Pinjra Tod, an autonomous women’s collective, has written to Delhi Police Commissioner Amulya Patnaik alleging that police personnel have been going from “college to college and PG to PG” trying to identify Kashmiri women students over the past few days.
“The police personnel have cited ‘the students own protection’ as the reasons for the visits. However, the effect of the action has been quite contrary and has made people feel threatened and exposed in times when Kashmiri students are already facing public hostility from many corners. Such police visits have been made in hostels and colleges across Delhi University and even off campus residential areas around Jamia Millia Islamia,” the collective alleged in its letter.
It claimed that a police officer went to the warden of Miranda House College to collect the list of the names of Kashmiris, and their local and permanent residence.

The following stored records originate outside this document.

PR #3565, opened 2026-08-28
[CuTeDSL] Preserve deterministic link library ordering

### LINKED ISSUE #3564: [BUG] CuTe DSL: _merge_gpu_link_libraries emits link-libraries in Python set order, so the compile pipeline string varies per process
## Describe the bug

`DSL._merge_gpu_link_libraries` collects each `gpu.module`'s `link-libraries` attribute into a Python `set` and joins it unsorted into the `LinkLibraries` compile option (`python/CuTeDSL/cutlass/base_dsl/dsl.py:2127-2134`, `main` @ dc45f97):

```python
sources = set(
    x.value for x in gpu_module.attributes.get("link-libraries", set())
)
link_libraries = (
    link_libraries
    + ("," if link_libraries and len(sources) > 0 else "")
    + ",".join(sources)          # <- set iteration order
)
```

Iteration order of a `set` of strings depends on `PYTHONHASHSEED`, which is randomized per process. Whenever a program links two or more bitcode libraries (one `link-libraries` entry is added per extern bitcode source, `ffi.py:603-611`), the rendered pipeline token `link-libraries='...'` (`StringCompileOption.serialize`, `compiler.py:413-416`) differs from process to process for the same program.

The attribute's writer already establishes a canonical order: `ffi.py:609-611` writes the ArrayAttr **sorted**. The `set()` in `_merge_gpu_link_libraries` then discards that order (and adds no dedup that `ffi.py` has not already done), so the sortedness maintained on the attribute never reaches the compiler invocation.

Order demonstration (pure CPython semantics, no GPU needed):

```console
$ for s in 0 1 2 3; do PYTHONHASHSEED=$s python -c "print(','.join(set(['/opt/libdevice.10.bc','/opt/libuser_ops.bc','/opt/libmath_ext.bc'])))"; done
/opt/libuser_ops.bc,/opt/libdevice.10.bc,/opt/libmath_ext.bc
/opt/libdevice.10.bc,/opt/libmath_ext.bc,/opt/libuser_ops.bc
/opt/libuser_ops.bc,/opt/libmath_ext.bc,/opt/libdevice.10.bc
/opt/libuser_ops.bc,/opt/libmath_ext.bc,/opt/libdevice.10.bc
```

## Why it matters

- The effective compiler invocation is not reproducible across processes for the same source, so byte-identical rebuilds cannot be relied on, and any consumer that records or hashes the effective pipeline string sees spurious per-process variation.
- Link order is semantically load-bearing in the usual first-definition-wins model: if two linked bitcode libraries ever provide the same symbol, which definition wins becomes a per-process choice. I have not identified a shipped pair that conflicts, so with today's inputs the practical effect may be limited to non-reproducible builds; filing accordingly rather than as a correctness bug.
- Process-scoped compile nondeterminism is a failure signature that is costly to debug downstream (for one open example of the class, flashinfer-ai/flashinfer#4704: a CuTe-DSL kernel's tests flip between all-pass and all-fail only across processes). I am not claiming this site explains that report; it is one confirmed instance of the class in the frontend.

## Expected behavior

The pipeline string for a fixed program should not depend on `PYTHONHASHSEED`:

```python
+ ",".join(sorted(sources))
```

mirroring `ffi.py:610`, or iterate the already-sorted ArrayAttr directly instead of re-wrapping it in a set.

## Environment / verification

- All line references verified against NVIDIA/cutlass `main` @ dc45f97 (`python/CuTeDSL` frontend source).
- Not executed against the installed `nvidia-cutlass-dsl` wheel: the order-dependence follows from CPython set semantics and the code path above; I could not run the DSL end-to-end here (no CUDA device).

migarci2:
## Summary

- keep the canonical order already stored in each GPU module's `link-libraries` attribute
- retain deduplication without relying on Python set iteration
- add a CPU-only regression test that preserves existing options and detects the old unordered path

## Testing

- `python test/python/CuTeDSL/test_link_libraries_order.py -v`
- `ruff check test/python/CuTeDSL/test_link_libraries_order.py`
- `ruff format --check test/python/CuTeDSL/test_link_libraries_order.py`
- `python3.12 -m py_compile python/CuTeDSL/cutlass/base_dsl/dsl.py test/python/CuTeDSL/test_link_libraries_order.py`
- `git diff --check`

## Contribution disclosure

AI assistance was used for repository research, implementation, independent review, and running the checks above.

Fixes #3564

### DIFF
--- a/test/python/CuTeDSL/test_link_libraries_order.py
+++ b/test/python/CuTeDSL/test_link_libraries_order.py
@@ -1,0 +1,52 @@
+# SPDX-FileCopyrightText: Copyright (c) 2026 NVIDIA CORPORATION & AFFILIATES. All rights reserved.
+# SPDX-License-Identifier: LicenseRef-NvidiaProprietary
+#
+# Use of this software is governed by the terms and conditions of the
+# NVIDIA End User License Agreement (EULA), available at:
+# https://docs.nvidia.com/cutlass/latest/media/docs/pythonDSL/license.html
+#
+# Any use, reproduction, disclosure, or distribution of this software
+# and related documentation outside the scope permitted by the EULA
+# is strictly prohibited.
+
+import unittest
+from types import SimpleNamespace
+from unittest import mock
+
+from cutlass.base_dsl import dsl as dsl_module
+from cutlass.base_dsl.compiler import LinkLibraries
+
+
+class _ReverseSet(set):
+    def __iter__(self):
+        return iter(sorted(super().__iter__(), reverse=True))
+
+
+class TestLinkLibrariesOrder(unittest.TestCase):
+    def test_preserves_attribute_order_and_deduplicates(self):
+        paths = ["device.bc", "math.bc", "user.bc", "math.bc"]
+        gpu_module = SimpleNamespace(
+            name="gpu.module",
+            attributes={
+                "link-libraries": [SimpleNamespace(value=path) for path in paths]
+            },
+        )
+        module = SimpleNamespace(body=SimpleNamespace(operations=[gpu_module]))
+        compile_options = SimpleNamespace(
+            options={LinkLibraries: LinkLibraries("existing.bc")}
+        )
+        owner = SimpleNamespace(compile_options=compile_options)
+
+        # Make the old set-based path fail deterministically, independent of
+        # the interpreter's hash seed. The fixed path does not use this name.
+        with mock.patch.object(dsl_module, "set", _ReverseSet, create=True):
+            dsl_module.BaseDSL._merge_gpu_link_libraries(owner, module)
+
+        self.assertEqual(
+            compile_options.options[LinkLibraries].value,
+            "existing.bc,device.bc,math.bc,user.bc",
+        )
+
+
+if __name__ == "__main__":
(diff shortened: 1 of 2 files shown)


test/python/CuTeDSL/test_link_libraries_order.py
```diff
@@ -0,0 +1,52 @@
...
+
+
+class _ReverseSet(set):
+    def __iter__(self):
+        return iter(sorted(super().__iter__(), reverse=True))
+
+
+class TestLinkLibrariesOrder(unittest.TestCase):
+    def test_preserves_attribute_order_and_deduplicates(self):
+        paths = ["device.bc", "math.bc", "user.bc", "math.bc"]
```
brandon-yujie-sun: This is already alphabetical sorted. Maybe change the order a bit so the assert gates both the order and dedup?

brandon-yujie-sun (approved):
Thanks for contributing the codes! LGTM with a minor comment.

brandon-yujie-sun (approved):
LGTM, thanks!

brandon-yujie-sun:
@Junkai-Wu to help further process thanks!

PR #3572, opened 2026-08-30
Fix cute.composition rejecting dynamic-shaped RHS modes with a ScaledBasis stride

### LINKED ISSUE #3470: [BUG] [CuTeDSL] cute.composition throws when rhs has a dynamic shape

The officials backed off when the students, with the help of the principal, intervened in the matter.
The activists said that another instance occurred in Jamia Nagar, where the police went to residential colonies enquiring whether women students and working professionals staying there were from Jammu and Kashmir. “It would be better if they issued warnings to RWAs, hostels indulging in harassment of Kashmiri people instead of surveilling them,” Pinjra Tod said.
Heavy polarisation
It said that this kind of identification and profiling of people in times of heavy polarisation has only rendered students more vulnerable.
“Rather than giving students a sense of ‘security’, this act only enables and facilitates recognition and fuels communal hostility against Kashmiri Muslims,” said the collective.
Pinjra Tod suggested that it would be more helpful if the police was more receptive and quick to act on instances of harassment being reported by Kashmiri students, by landlords, neighbours and others.